Le marqueur religieux est ici très intense et l'amalgame est souvent de mise devant des carnages commis, ne l'oublions pas, au nom d'un état sioniste nourri par une idéologie religieuse extrémiste. C'est toute l'identité islamique qui se voit bafouée par une symbolique religieuse désignée péjorativement comme étant juive. Or, la nuance doit être de rigueur aujourd'hui plus qu'hier : il ne s'agit pas d'une guerre entre musulmans et juifs comme le voudrait d'ailleurs l'idéologie hégémonique néo-conservatrice contemporaine qui se drape sous l'effigie de la civilisation judéo-chrétienne pour mieux isoler l'ennemi commun à savoir l'Islam, érigé en bouc émissaire indispensable. Le conflit est éminemment politique même s'il se barricade derrière des idéologies religieuses.
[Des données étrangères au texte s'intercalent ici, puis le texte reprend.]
PR #296, opened 2018-01-29
Add boxa1_reg to gnuplot-dependent test list

chewi:


DanBloomberg:
I haven't been keeping that file up to date as I've been adding reg tests to alltests_reg.c.
Should they be kept in sync?
If so, there may be several in alltests_reg.c that need to be added.

chewi:
This is just the list of tests that use gnuplot. It is now correct as of v1.75.0.

PR #300, opened 2018-02-01
Fix some compiler warnings

stweil:


DanBloomberg:
Thanks.  I don't think these Wsign warnings are important.  I much prefer using signed ints wherever possible, because with unsigned ints you can get nasty underflows (for example, with -1).  So you have to be much more careful when using signed ints.  Here, I'm mostly using int32 for numbers between 0 and 255, so no possibility of overflow  :-)

In adaptmap, I should probably have just made val and lastval int32.  that would remove the warning.
And I find the warning in blend.c just irritating.

So I think we should remove blend.c and adjust adaptmap so that those two uint32 variables are int32.
Do you want to do that, or should I?

stweil:
I removed the two controversial commits for now. Generally, I personally prefer using unsigned integers for loop counters which often start at 0 or 1 and count up, for indexing of arrays, for other values which are naturally non-negative (width, height, number of elements, ...) and wherever some standard API requires that (most often size_t arguments or return values). Some people also prefer unsigned because it can be faster when divided by a constant. But I am aware that there are different opinions on that question.

DanBloomberg:
thanks!  I'm afraid I have a deep habit of signed loop counters (e,g., over an array of pixels) ...

PR #304, opened 2018-02-08
giflib version check and other configure improvements

chewi:


DanBloomberg:
Really nice job!!!

DanBloomberg:
This tests out perfectly.

there is one puzzle.  config_auto.h has an extra entry for the openjpeg library, which is commented out.  The line for LIBJP2K is the only one that is meaningful.  The LIBOPENJP2 token isn't referenced in the library, so it doesn't do any harm, but I don't know where it came from.

I couldn't attach the file, but here are the relevant lines:


/* Define to 1 if you have libopenjp2. */
#define HAVE_LIBJP2K 1

...

/* Define to 1 if you have the `openjp2' library (-lopenjp2). */
/* #undef HAVE_LIBOPENJP2 */

DanBloomberg:
I can guess that it was manufactured by automake based on the name of the library, which is libopenjp2.

In any event, it does no harm, so if it would be hard to get rid of, don't bother.

chewi:
Fixed that in #306.

PR #306, opened 2018-02-09
Set some configure.ac macro actions to noop where appropriate

chewi:
The AC_CHECK_LIB default action-if-found was defining HAVE_LIBOPENJP2, which isn't used.

I did try this before but got a syntax error. I guess there was something else wrong because it works now.


DanBloomberg:
Thank you again!!  I'll add italic_reg and wordboxes_reg to the gplot list in the wrapper

Issue #307, opened 2018-02-11
webpio_reg test failure on big endian (ppc64, s390x)


manisandro:
Hi,
Noticed this when attempting to update the Fedora package to 1.75.2 (https://koji.fedoraproject.org/koji/taskinfo?taskID=24954012)

    FAIL: webpio_reg
    ================
    ################   webpio_reg   ###############
    leptonica-1.75.2
    libgif 5.1.4 : libjpeg 6b (libjpeg-turbo 1.5.3) : libpng 1.6.34 : libtiff 4.0.9 : zlib 1.2.11 : libwebp 0.6.1
    Time to read jpg:   0.000
    Time to write webp:   0.005
    Time to read webp:   0.000
    Time to read jpg:   0.000
    Time to write webp:   0.000
    Time to read webp:   0.000
    Time to read jpg:   0.000
    Time to write webp:   0.069
    Time to read webp:   0.010
    Time to read jpg:   0.009
    Time to write webp:   0.515
    Time to read webp:   0.049
    qual = 50, psnr =  43.501
    qual = 75, psnr =  46.071
    qual = 90, psnr =  52.379
    qual = 100, psnr =  57.460
    Lossless write:   0.871 sec
    lossless; psnr should be 1000: psnr =  23.222
    Failure in webpio_reg: value comparison for index 12
    difference = 976.777893 but allowed delta = 0.100000
    Time:   3.986 sec
    ################################################

DanBloomberg:
I don't understand the variability.  Here's what I get on linux, also using 0.6.1

leptonica-1.75.2
libgif 5.1.1 : libjpeg 8 : libpng 1.2.35 : libtiff 4.0.3 : zlib 1.2.8 : libwebp 0.6.1 : libopenjp2 2.3.0

Time to read jpg:   0.000
Time to write webp:   0.000
Time to read webp:   0.000
Time to read jpg:   0.000
Time to write webp:   0.004
Time to read webp:   0.000
Time to read jpg:   0.000
Time to write webp:   0.032
Time to read webp:   0.000
Time to read jpg:   0.020
Time to write webp:   0.160
Time to read webp:   0.020
qual = 50, psnr =  43.203
qual = 75, psnr =  45.782
qual = 90, psnr =  51.077
qual = 100, psnr =  54.635
Lossless write:   0.468 sec
lossless; psnr should be 1000: psnr = 1000.000
Time:   1.476 sec

[...]

PR #308, opened 2018-02-13
Skip gnuplot tests if it is missing PNG support

chewi:
I was getting failures when gnuplot was built without it.


DanBloomberg:
Thank you James!  I expect to release patch 3 today.

egorpugin:
Not too fast? :)
Later it can become one release per commit.

chewi:
No rush here, I've already patched it on Gentoo.

DanBloomberg:
:-)

Jeff needs the final debian version out this week, for inclusion in the major ubuntu 18.04 release.

Patch 3 should fix a serious bug with webp support on big-endian machines.  If I don't screw up the tarball, we should be done with 1.75.

DanBloomberg:
The patch was no good, so I've essentially reverted it.

We still have an outstanding issue (#307 ) with lossless webp encoding on big-endians.

PR #310, opened 2018-02-17
README.md: Fix link

amitdo:
jbig2enc: The (previous) link redirects to another url, so use that url directly.

### DIFF
--- a/README.md
+++ b/README.md
@@ -65,7 +65,7 @@ www.leptonica.org
 ## Open Source Projects that use Leptonica ##
   * [tesseract](https://github.com/tesseract-ocr/tesseract/) (optical character recognition)
   * [OpenCV](https://github.com/opencv/opencv) (computer vision library)
-  * [jbig2enc](http://www.imperialviolet.org/jbig2.html) (encodes multipage binary image documents with jbig2 compression)
+  * [jbig2enc](https://github.com/agl/jbig2enc) (encodes multipage binary image documents with jbig2 compression)
   * [php](http://en.wikipedia.org/wiki/PHP)  (scripting language for dynamic web pages)
 
 ## Major contributors to Leptonica ##


amitdo:
Does PHP standard library really uses Leptonica?

DanBloomberg:
@amitdo 
As of about 5 years ago, php was using leptonica for image i/o.
I do not know if that is still the case.
If not, we should remove that reference.

amitdo:
Dan, what about the PR?

DanBloomberg:
I was waiting for it to go green.  :-)

amitdo:
about php:

>As of about 5 years ago, php was using leptonica for image i/o.

I didn't find anything in their current tree or 4.x/5.x/7.x Changelog that refers to leptonica.

It use libgd for image i/o

https://github.com/php/php-src/tree/PHP-7.2.0/ext/gd

https://en.wikipedia.org/wiki/GD_Graphics_Library

>GD is extensively used with PHP, where a modified version supporting additional features is included by default as of PHP 4.3 and was an option before that. As of PHP 5.3, a system version of GD may be used as well, to get the additional features that were previously available only to the bundled version of GD

amitdo:
http://php.net/ChangeLog-7.php
http://php.net/ChangeLog-5.php
http://php.net/ChangeLog-4.php

DanBloomberg:
I went back to my correspondence on this with Antony Dovgal, who was
maintaining php in 2007/2008, and he was using leptonica and submitting bug
reports & fixes.

So it was 10 years ago, not 5  (how time flies!).  We should remove that
line from README.md.

amitdo:
https://github.com/tony2001/leptonica

DanBloomberg:
It was just an application.  For some reason I thought Tony was a php library maintainer.

amitdo:
>For some reason I thought Tony was a php library maintainer.

https://pecl.php.net/user/tony2001
PECL - the PHP Extension Community Library.
Similarly, python has PyPI -  the Python Package Index.
https://pypi.python.org/.
Both are a collection of 3rd party packages hosted in the main (PHP/Python) site.

Maybe that was the source of the confusion.

amitdo:
Here are two bindings for leptonica:

https://github.com/cosmo0920/leptonica-capi-go (Apache 2.0)
https://github.com/tvn-cosine/leptonica.net/tree/master/leptonica.net (GPL)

Les musulmans doivent en être conscients et doivent éviter les glissements sémantiques lourds de sens… Beaucoup de musulmans aveuglés par tant de détresse succombent inconsciemment ou chauffés à blanc par des discours religieux où la haine et le souffle de la vengeance ont pris le dessus sur la raison …
La cause du peuple palestinien n'est pas la propriété exclusive des musulmans. Elle est celle de tous les peuples opprimés sur terre. Elle est celle de la résistance au colonialisme, celle des peuples du Sud, la cause de tous ceux qui luttent pour la dignité et la liberté de l'être humain. C'est pour cela que des milliers de personnes sont sorties crier leur révolte à Oslo, à Séoul, à Paris, à Londres ou à New York…C'est pour cela que de nombreux occidentaux non musulmans, chrétiens, laïques ou juifs font entendre leurs voix aujourd'hui pour que cesse ce massacre… « L'état d'Israël doit être suspendu des instituions internationales, tant que Gaza sera assiégé … .Les dirigeants politiques et militaires israéliens doivent être traînés en jugement dans un tribunal international pour crimes de guerre ! » C'est l'appel de Michel Warschawski qui vient de l'intérieur d'Israël[3] ...
Que l'on ne s'y méprenne pas, ce génocide commis par Israël est un crime contre l'humanité tout entière et il serait faux, dangereux et contreproductif de l'enfermer dans une guerre ethnico religieuse. Il y va de la crédibilité voire de la viabilité de la cause palestinienne qui est une cause juste et l'histoire de l'humanité est en train de l'écrire aujourd'hui avec le sang des enfants palestiniens assassinés par des criminels de guerre au pouvoir en Israël.
[1] Voir l'excellent article d'Alain Gresh : « Libérer les Palestiniens des mensonges de Bernard Henry Levy » sur son blog : http://blog.mondediplo.net
[2] Emmanuel Todd décrit la démocratie israélienne comme étant « la seule démocratie officielle ethnique après la fin de l'apartheid sud-africain » dans son dernier livre : « Après la démocratie » Éditions Gallimard, 2008.
[3] Gaza : un appel de Michel Warschawski, Gaza sous les bombes, Alternative Information Center, le 27 décembre 2008.